Write the entries out exactly, with the final line being the one containing "Hi @c2h5oh, thanks".

====== LISTED RECORDS ======

Issue #222, opened 2023-12-10
Plugin assumes there is a working shell at /bin/sh and there often isn't one


c2h5oh:
This breaks one of the more common things that are going to be used with this plugin: Kaniko - only debug image has a shell, regular one doesn't.

This should at the very least be documented.

DrJosh9000:
Hi @c2h5oh, thanks for pointing that out. We'll look into documenting this requirement better.

Issue #221, opened 2023-12-10
Fetching SSH creds for git extemely unreliable in a seemingly random way


c2h5oh:
Changes to podSpec result in unpredictable checkout failures, example:

```yaml
steps:
  - label: ':pipeline: Pipeline Setup'
    agents:
      queue: my-ci
    plugins:
      - kubernetes:
          gitEnvFrom:
            - secretRef:
                name: buildkite-agent-ssh
          podSpec:
            containers:
              - image: 'buildkite/agent:latest'
                command:
                  - buildkite-agent
                args:
                  - pipeline upload
```
Works perfectly - 100% success rate

Adding an extra container results in 100% failure rate on checkout stage - missing creds - before any of the containers in spec are started. I have managed to trigger this by modifications as small as an additional space between args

======

### EXERCISE ANSWER
Issue #222, opened 2023-12-10
Plugin assumes there is a working shell at /bin/sh and there often isn't one


c2h5oh:
This breaks one of the more common things that are going to be used with this plugin: Kaniko - only debug image has a shell, regular one doesn't.

This should at the very least be documented.

DrJosh9000:
Hi @c2h5oh, thanks for pointing that out. We'll look into documenting this requirement better.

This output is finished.